Key Finding: Contrary to the popular belief that high-protein foods are necessarily lower in calories, high-protein foods in the USDA database are on average more calorie-dense than low-protein foods. Exploratory analysis reveals this is largely driven by fat content — many high-protein foods (e.g., nuts, seeds, processed meats, cheese) are simultaneously high in fat, which is the most calorie-dense macronutrient.

Importance: These findings have practical implications for dietary planning. Individuals selecting foods based solely on protein content may unintentionally consume more calories than expected. This underscores the importance of evaluating the full macronutrient profile rather than using protein content as a proxy for caloric “lightness.”

Limitations:

The 15g/100g threshold for “high protein” is arbitrary; different cutoffs could yield different group compositions.
This is an observational study — we cannot infer causation. Protein group membership does not cause higher calories; the relationship is confounded by fat content.
The USDA database includes raw, processed, and restaurant foods without weighting for actual consumption frequency, so the groups may not be representative of real dietary patterns.
The dataset does not account for serving size, which matters more for actual caloric intake than per-100g values.

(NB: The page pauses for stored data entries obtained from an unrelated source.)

PR #1495, opened 2026-07-22
feat: build info footer + automated release flow

Blitzy:
## Summary

This branch adds two related pieces of work, both centered on the app version: it shows the running build's version and commit in Settings, and it turns "merge `develop` → `main`" into a real release that tags the commit, publishes a GitHub Release, and dates the CHANGELOG.

### 1. Build info in the Settings footer

The client bundle now bakes in its own version and commit at build time (`__APP_VERSION__` from `packages/seed-bible/package.json`, `__GIT_COMMIT__` from CI's `DEPLOY_BUILD_ID`, falling back to `git rev-parse` locally), and the Settings page shows them in a footer that copies the full `v<version> (<commit>)` string on click. Because the value travels inside the JS chunk, a build reports its own version even when a stale copy is being served.

### 2. CHANGELOG + automated releases

Production already ships by merging `develop` → `main` (cd.yml deploys the merged commit to seedbible.org). This adds everything around that deploy: a git tag, a GitHub Release, and a dated CHANGELOG entry.

Releasing is a two-step flow. On `develop`, `pnpm release:prepare <bump>` bumps the version, rewrites the CHANGELOG's `## TBD` heading to `## v<version> — <YYYY-MM-DD>`, and inserts a fresh empty `## TBD` above it so `develop` is ready for the next cycle. After that merges to `main`, the new `release.yml` workflow reads the version, tags the commit `v<version>`, and publishes a GitHub Release whose notes are that version's CHANGELOG section.

Stamping on `develop` (rather than automatically on `main`) keeps the git history clean: no bot commits on the protected branch, the tag points exactly at the deployed commit, and there's no next-cycle CHANGELOG merge conflict. The workflow is idempotent — a push to `main` that didn't bump the version (e.g. a hotfix) deploys but creates no release, and re-runs never duplicate one.

## Files of note

- `.github/workflows/release.yml` — tags + publishes the Release on push to `main`; install/publish steps are gated behind a "does this release already exist?" check so no-op pushes stay cheap.
- `script/lib/changelog.ts` — pure, tested helpers (`bumpVersion`, `stampChangelog`, `extractSection`).
- `script/release.ts` (`pnpm release:prepare`) and `script/changelog.ts` (`pnpm changelog:extract`, used by CI).
- `README.md` — a new "Releasing" section documenting the flow.

## Testing

- `pnpm vitest run changelog.test.ts` — 13 unit tests covering version bumping, TBD stamping, and note extraction (including the round-trip and the missing/empty-section failures).
- `pnpm check:ts` — clean (0 visible errors; the new script files aren't in the tsc-silent suppress list).
- Ran `pnpm release:prepare patch` end-to-end against the real files, confirmed the version bump, the `## v… — <date>` heading (em dash) with a fresh TBD, and that `pnpm changelog:extract` returned exactly that section — then reverted.

## Notes for the first release

The current CHANGELOG `## TBD` is not yet stamped and `packages/seed-bible/package.json` is already at `1.1.0`. To cut `v1.1.0` without a further bump, run `pnpm release:prepare 1.1.0` on `develop` (explicit version) to stamp the existing TBD, then merge as usual. If the changelog is left unstamped, `release.yml` fails the extract step rather than publishing empty notes.

`release.yml` is push-only. To test-run it safely before relying on it, temporarily add a `workflow_dispatch:` trigger (or test on a fork) against a throwaway `vX.Y.Z-test` tag, then remove it.

The root `package.json` version is intentionally left at `1.0.0` — only the app package version (`packages/seed-bible/package.json`) is bumped, matching the existing convention.

### DIFF
--- a/.github/workflows/release.yml
+++ b/.github/workflows/release.yml
@@ -85,3 +85,19 @@ jobs:
             --target "$GITHUB_SHA" \
             $PRERELEASE
           echo "Published release **v$VERSION**." >> "$GITHUB_STEP_SUMMARY"
+
+      # Repost the release notes to the Discord #announcements channel with a
+      # link to the site. No-ops when DISCORD_ANNOUNCE_WEBHOOK is unset, and
+      # never fails the job (the release is already published). Skipped for
+      # pre-releases (e.g. 1.2.0-rc.1).
+      - name: Announce on Discord
+        if: steps.check.outputs.should_release == 'true' && !contains(steps.check.outputs.version, '-')
+        env:
+          VERSION: ${{ steps.check.outputs.version }}
+          DISCORD_ANNOUNCE_WEBHOOK: ${{ secrets.DISCORD_ANNOUNCE_WEBHOOK }}
+        run: |
+          pnpm notify discord-release \
+            --version "$VERSION" \
+            --notes-file notes.md \
+            --site-url "https://seedbible.org" \
+            --release-url "https://github.com/$GITHUB_REPOSITORY/releases/tag/v$VERSION"
--- a/.github/workflows/release.yml
+++ b/.github/workflows/release.yml
@@ -66,20 +66,28 @@ jobs:
           corepack enable
           pnpm install
 
-      # Pull the release notes straight from the (already stamped) CHANGELOG. A
-      # missing/empty section is not a hard failure: we log a warning and skip
-      # the rest of the release (no tag, no GitHub Release, no announcement)
-      # rather than failing the job, so an accidental unstamped merge to `main`
-      # still deploys cleanly without a red X.
+      # Pull the release notes straight from the (already stamped) CHANGELOG.
+      # `changelog:extract` exits 2 for the expected "not stamped yet" case
+      # (see EXTRACT_NOT_FOUND_EXIT_CODE in script/lib/changelog.ts) — that's
+      # not a hard failure: we log a warning and skip the rest of the release
+      # (no tag, no GitHub Release, no announcement), so an accidental
+      # unstamped merge to `main` still deploys cleanly without a red X. Any
+      # OTHER non-zero exit is a genuine bug in the script, not an unstamped
+      # changelog, and is left to fail the job with its stack trace intact.
       - name: Extract release notes
         id: extract
         if: steps.check.outputs.should_release == 'true'
         env:
           VERSION: ${{ steps.check.outputs.version }}
         run: |
-          if pnpm --silent changelog:extract "$VERSION" > notes.md 2>extract-error.log; then
+          set +e
+          pnpm --silent changelog:extract "$VERSION" > notes.md 2>extract-error.log
+          EXIT_CODE=$?
+          set -e
+
+          if [ "$EXIT_CODE" -eq 0 ]; then
             echo "notes_available=true" >> "$GITHUB_OUTPUT"
-          else
+          elif [ "$EXIT_CODE" -eq 2 ]; then
             echo "notes_available=false" >> "$GITHUB_OUTPUT"
             cat extract-error.log
             echo "::warning::No stamped CHANGELOG section found for v$VERSION — skipping the release. Run 'pnpm release:prepare' on develop before merging to main next time."
@@ -90,6 +98,10 @@ jobs:
               echo ""
               echo "Run \`pnpm release:prepare\` on \`develop\` before merging to \`main\` next time."
             } >> "$GITHUB_STEP_SUMMARY"
+          else
+            cat extract-error.log
+            echo "::error::changelog:extract failed unexpectedly (exit $EXIT_CODE) for v$VERSION — this looks like a bug in the script, not an unstamped changelog. See the log above."
+            exit "$EXIT_CODE"
           fi
 
       # gh creates the tag `v<version>` at this commit (= the commit cd.yml
--- a/.github/workflows/release.yml
+++ b/.github/workflows/release.yml
@@ -10,6 +10,12 @@
 # It is idempotent: if a release for the current version already exists, it does
 # nothing — so a push to `main` that didn't bump the version (e.g. a hotfix)
 # deploys but creates no release, and re-runs never duplicate one.
+#
+# It is also tolerant of an unstamped CHANGELOG: if `main`'s version has no
+# matching `## v<version>` section (e.g. someone merged without running
+# `pnpm release:prepare` on develop first), the job logs a warning and skips
+# the release rather than failing — a missed release shouldn't put a red X on
+# the protected branch.
 name: Release
 
 on:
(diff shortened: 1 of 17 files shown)


Blitzy:
> [!NOTE]

## Code review — build info footer + automated release flow

Reviewed the diff between `develop` (`77e3beb`) and the PR head (`86ca38a`): 14 files, +602/-1. No linked issue is referenced in the description, and the only PR comment so far is the automated deployment link, so there was no prior discussion to reconcile with.

**Verification I ran locally:**
- `pnpm vitest run changelog.test.ts` → **13/13 pass**.
- `pnpm check:ts` → **0 visible errors** (the new `__APP_VERSION__`/`__GIT_COMMIT__` globals are picked up because `typings/` is in the tsconfig `include`).
- Confirmed `cd.yml` sets `DEPLOY_BUILD_ID=${{ github.sha }}` (full commit SHA), so the footer's commit is correct in production.
- Confirmed `copy`/`copied`/`app-version` i18n keys all exist in `en.json` (satisfies the `translation-missing-keys: error` rule).
- Confirmed `release.yml`'s `setup-bun` + `corepack enable` + `pnpm install` **mirrors the existing `cd.yml`** convention — consistent, not a regression.

Overall this is clean, well-tested, and well-documented work. One operational footgun is worth addressing before this rides to `main`; the rest are minor.

---

### 🟠 Medium

**1. The first release to `main` will fail the Release workflow.**

`packages/seed-bible/package.json` is already at `1.1.0`, but `CHANGELOG.md` still has an unstamped `## TBD` (no `## v1.1.0 …` heading). On the first `develop → main` merge, `release.yml` resolves `VERSION=1.1.0`, finds no existing `v1.1.0` release, so `should_release=true`, and then the **Extract release notes** step throws and fails the job — a red Actions run on the protected `main` branch. `cd.yml` still deploys, but the Release job fails.

The PR's "Notes for the first release" documents the workaround, but the *natural* flow (just merge `develop → main`) triggers the failure, so it's easy to hit.

*Reproduction (verified):*
```bash
$ node -p "require('./packages/seed-bible/package.json').version"
1.1.0
$ pnpm --silent changelog:extract 1.1.0
Error: No changelog section found for version "v1.1.0".
    at extractSection (script/lib/changelog.ts:123:11)
# EXIT CODE: 1
```

*Suggested fixes (pick one):*
- Run `pnpm release:prepare 1.1.0` on `develop` **before** merging (stamps the existing `## TBD` → `## v1.1.0 — <date>`), as the notes describe — and consider doing it as part of this PR so the branch is self-consistent, or
- Make `release.yml` tolerant of the "no section found" case for a genuinely-unstamped version: treat a missing/empty changelog section as *skip the release with a warning* rather than a hard job failure, so an accidental unstamped merge deploys cleanly without a red X.

---

### 🟡 Low

**2. The footer shows "Copied" even when nothing was copied.** (`SettingsPage.tsx`, `SettingsVersionFooter`)

```ts
void navigator.clipboard?.writeText(`v${__APP_VERSION__} (${__GIT_COMMIT__})`);
copied.value = true;
```

Two edge cases:
- In an insecure context (plain `http://`, some embedded webviews) or an older browser, `navigator.clipboard` is `undefined`; the `?.` short-circuits, nothing is copied, yet the UI still flips to "Copied".
- If `writeText` **rejects** (permission denied), the promise is `void`-discarded, producing an unhandled rejection, and "Copied" is still shown.

*Suggested fix:* gate the confirmation on the promise resolving, and handle the missing-API / rejection paths:
```ts
const onCopy = () => {
  navigator.clipboard
    ?.writeText(`v${__APP_VERSION__} (${__GIT_COMMIT__})`)
    .then(() => {
      copied.value = true;
      setTimeout(() => (copied.value = false), 1500);
    })
    .catch(() => {
      /* leave the label unchanged, or surface a failure state */
    });
};
```
*Repro:* open Settings over a non-secure origin (or a browser without the async clipboard API) and click the version footer — it reads "Copied" but the clipboard is unchanged.

---

### ⚪ Nits (optional)

**3. Displayed vs. copied text differ.** The footer renders `v<version> · <7-char commit>` but clicking copies `v<version> (<full commit>)` — different separator *and* commit length. Copying the full SHA is reasonable, but the mismatch is mildly surprising; consider aligning the formats or leaving a comment noting the intent.

**4. `resolveGitCommit()` shells out on every Vite config load.** `const gitCommit = resolveGitCommit();` runs at config-evaluation time, so `git rev-parse HEAD` is invoked on each `pnpm dev` startup too, not only on builds. Harmless (CI sets `DEPLOY_BUILD_ID`, so `git` isn't called there; local falls back to `"unknown"` on failure), but it could be scoped to build-only or lazily resolved.

**5. `setTimeout` isn't cleared on unmount** in the footer. Harmless with signals (no React-style "set state on unmounted component" warning), but a stray timer if the user navigates away within 1.5s.

---

### 👍 What's good
- Release helpers in `script/lib/changelog.ts` are pure and I/O-free, with solid unit coverage (round-trip stamp→extract, missing/empty-section failures, the `-` prerelease-vs-keyword distinction).
- The `extractSection` heading regex correctly avoids false matches (`v1.1.0` won't match `v1.1.0-rc.1` or `v11.1.0`), and the em-dash heading is handled.
- `release.yml` is genuinely idempotent (existing-release check) and gates the expensive install/publish steps behind it, so no-op hotfix pushes to `main` stay cheap.
- Baking the version/commit into the JS chunk (rather than fetching at runtime) is the right call for reporting the true build even behind a stale cache, and it's applied via `define` so client and SSR stay in sync.

---

Blitzy:
I am considering the current main branch to be 1.1.0, so when we do our next release it will become 1.2.0

Blitzy:
> [!NOTE]

## Code review — follow-up on build info footer + automated release flow

Re-reviewed at the current head (`34db6351`) against `develop` (`77e3beb`): 3 new commits landed since the last review here (`613b7803`, `7dee101c`, `34db6351`), on top of the previously-reviewed `86ca38a`. No linked issue in the description; no other discussion threads to reconcile beyond the earlier review comment and Blitzy's follow-up note about `1.1.0` becoming the baseline for the next release.

**Verified locally:**
- `pnpm vitest run changelog.test.ts discord.test.ts` → **18/18 pass**.
- Re-ran `pnpm changelog:extract 1.1.0` → still exits 1 (changelog is genuinely unstamped), confirming the new `release.yml` skip-path is what will actually execute on the first `develop → main` merge.

### Previously-flagged issues — both fixed ✅

- **Medium (release workflow would fail on first release):** `34db6351` now treats a failed `changelog:extract` as "skip the release with a warning" (`notes_available=false`, gated `::warning::` + step-summary message) instead of throwing. Confirmed by reproducing the exact failure above and reading the updated `Extract release notes` step — it no longer propagates the error.
- **Low (footer showed "Copied" even when nothing was copied):** `7dee101c` moved `copied.value = true` inside the `.then()` and added a `.catch()`, so a missing `navigator.clipboard` or a rejected write no longer falsely reports success.

### 🟡 Low

**1. The Discord-announce step swallows all extract failures the same way, including real bugs.**

`Extract release notes` (`.github/workflows/release.yml`) now treats *any* non-zero exit from `pnpm changelog:extract` as "changelog isn't stamped" and quietly skips the release with a generic warning. That's the intended fix for the unstamped-changelog case, but it means a genuine break in the script (a typo in the `pnpm run` name, a Node/tsx crash, a bad import) would produce the exact same "skipping the release, run `pnpm release:prepare`" message — which would send a developer down the wrong path chasing a changelog-stamping problem that isn't the real cause.

*Suggested fix (optional):* have `script/changelog.ts extract` exit with a distinct, documented status/message for "no stamped section found" (its current, expected failure mode) versus letting other exceptions surface with their own stack trace in the workflow log (which they already do via `cat extract-error.log` — so the info is there, just easy to miss under the reassuring warning banner above it).

### ⚪ Nits (carried over from the last review, still unaddressed — optional)

Not required for this PR, just flagging that they weren't part of the latest 3 commits: the copy-vs-display text mismatch (parens+full SHA vs `·`+7-char SHA in `SettingsVersionFooter`), `resolveGitCommit()` shelling out on every `vite.config.ts` evaluation rather than only at build time, and the uncleared `setTimeout` in the footer's copy-confirmation state.

### 👍 What's good

- Both real issues from the first pass were fixed correctly and minimally — no scope creep, no regressions in the fix commits themselves.
- The new Discord announcement path (`script/lib/discord.ts`) is pure/testable like the changelog helpers, has solid truncation-boundary tests, and explicitly suppresses `@mentions` in notes before posting.
- The Discord step is correctly gated behind both `should_release` and `notes_available`, and skips pre-releases (`!contains(version, '-')`), consistent with how the Release-creation step is gated.

---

Future Directions: A follow-up analysis could use multiple regression with both protein and fat as continuous predictors of calorie content, or stratify by food category (e.g., meats vs. dairy vs. legumes) to better understand within-group variation.

References

Zezere, V. (n.d.). USDA food nutritional values [Dataset]. Kaggle. Retrieved from https://www.kaggle.com/datasets/viktorzezere/usda-food-nutritional-values

U.S. Department of Agriculture, Agricultural Research Service. USDA National Nutrient Database for Standard Reference. Retrieved from https://www.ars.usda.gov/northeast-area/beltsville-md-bhnrc/beltsville-human-nutrition-research-center/nutrient-data-laboratory/

R Core Team (2024). R: A language and environment for statistical computing. R Foundation for Statistical Computing, Vienna, Austria. https://www.R-project.org/

Wickham H, et al. (2019). Welcome to the tidyverse. Journal of Open Source Software, 4(43), 1686.

Appendix

# QQ plots to visualize departure from normality in each group
par(mfrow = c(1, 2))

qqnorm(food_clean$calories[food_clean$protein_group == "high"],
       main = "Q-Q Plot: High Protein")
qqline(food_clean$calories[food_clean$protein_group == "high"], col = "#E07B54", lwd = 2)

qqnorm(food_clean$calories[food_clean$protein_group == "low"],
       main = "Q-Q Plot: Low Protein")
qqline(food_clean$calories[food_clean$protein_group == "low"], col = "#5B8DB8", lwd = 2)

Both groups show deviation from normality in the tails (right skew), as expected for nutritional data. The large sample sizes in both groups (n >> 30) mean the Central Limit Theorem applies and the t-test remains valid.